= Asymmetric simple exclusion process =

Interacting particle system

In probability theory, the asymmetric simple exclusion process (ASEP) is an interacting particle system introduced in 1970 by Frank Spitzer. Many articles have been published on it in the physics and mathematics literature since then, and it has become a "default stochastic model for transport phenomena".

The process with parameters $p, q \geqslant 0,\, p + q = 1$ is a continuous-time Markov process on $S = \lbrace 0, 1\rbrace^{\mathbb{Z}}$,
the 1s being thought of as particles and the 0s as empty sites. Each particle waits a random amount of time having the distribution of an exponential random variable with mean one and then attempts a jump, one site to the right
with probability $p$ and one site to the left with probability $q$. However, the jump is performed only if there is no particle at the target site. Otherwise, nothing happens and the particle waits another exponential time.

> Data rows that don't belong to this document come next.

PR #3433, opened 2020-08-24
Add check_submodule_not_empty

anakrish:
Gives better error message if mbedtles submodule has not been checked out.
Consistent with other submodules.

Also run cmake-format on the file.


anakrish:
bors try

PR #3435, opened 2020-08-24
Update quorum and voting rules to be two-thirds in Technical Charter

dthaler:
To match
https://github.com/openenclave/openenclave/blob/master/docs/Community/governance/charter.md


achamayou (approved):

CodeMonkeyLeet:
Marking as `do not merge` until CGC confirms we're staying with existing quorum rules.

dthaler:
Including myself, that makes a total of 8 approvals which is >2/3 of the CGC, enough to pass.  Since the vote has been open for a week and has enough votes to pass, I am considering this one ready to merge.

bors r+

dthaler:
Removing "do not merge" label since has enough votes to pass.  We will only take it to LF once other votes are completed so can still change if we decide we need to.

PR #2211, opened 2026-05-07
Remove wp-scripts e2e toolchain

dinhtungdu:
Started as a dependency update to address the Axios security issue. However, I noticed that we only have that package because it's a dependency of `wp-script`, and we only use `wp-script` for E2E testing. Our E2E test suite has only one simple test that can be covered by our PHP test. So, I decided to remove the ET test and all of the wp-script dependencies.

Testing:
- `npm run lint:js` ✅
- `npm run test:php` ✅
- Verify the built is identical:
```sh
# Verify built assets are identical to trunk
TRUNK_DIR="$(mktemp -d)"
trap 'rm -rf "$TRUNK_DIR"' EXIT
git clone --branch trunk --depth 1 --single-branch . "$TRUNK_DIR" 2>/dev/null
(cd "$TRUNK_DIR" && npm ci --silent 2>/dev/null && npm run build:dev --silent 2>/dev/null)
npm ci --silent 2>/dev/null && npm run build:dev --silent 2>/dev/null
diff -rq assets "$TRUNK_DIR/assets" && \
diff -q style.css "$TRUNK_DIR/style.css" && \
diff -q style-rtl.css "$TRUNK_DIR/style-rtl.css" && \
echo "✅ No differences" || echo "❌ Differences found"
```

Changelog:
> Dev – Remove wp-scripts e2e tooling and cover the footer credit smoke test in PHP.


package.json
```diff
@@ -92,27 +72,29 @@
...
 		"rtlcss": "4.3.0",
+		"sass": "1.77.8",
+		"stylelint": "14.16.1",
 		"susy": "2.2.14",
 		"typescript": "5.5.4",
 		"uglify-js": "3.19.3"
 	},
+	"overrides": {
+		"axios": "^1.15.1"
+	},
```
gigitux: I think that we can remove the overrides if we remove the `wp-scripts` package - what do you think?


```suggestion

```

.github/workflows/e2e-tests.yml
gigitux, line 1: Deleting the E2E workflow also removes the only CI job that runs `npm run build`. The remaining workflows cover linting and PHP tests, but they won’t catch broken JS/CSS compilation or packaging regressions from this dependency change.

Could we keep a lightweight build validation job or move `npm ci && npm run build` into another existing workflow?

gigitux (approved):
I left few comments, but I'm pre-approving the PR. Thanks for working on this!

package.json
dinhtungdu: ah, this is left from the first step, sure, that's the point of this pr.

.github/workflows/e2e-tests.yml
dinhtungdu: yeah, makes sense

PR #2221, opened 2026-09-15
Remove dead .eot font references for star and WooCommerce icon fonts

### LINKED ISSUE #2176: star.eot and woocommerce.eot fonts don't exist anymore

All particles are doing this independently of each other.

The model is related to the Kardar–Parisi–Zhang equation in the weakly asymmetric limit, i.e. when $p-q$ tends to zero under some particular scaling. Recently, progress has been made to understand the statistics of the current of particles and it appears that the Tracy–Widom distribution plays a key role.

==Works Cited==
- Tracy, C. A. (2009). "Asymptotics in ASEP with step initial condition".
- Bertini, L. (2007). "Stochastic Burgers and KPZ equations from particle systems".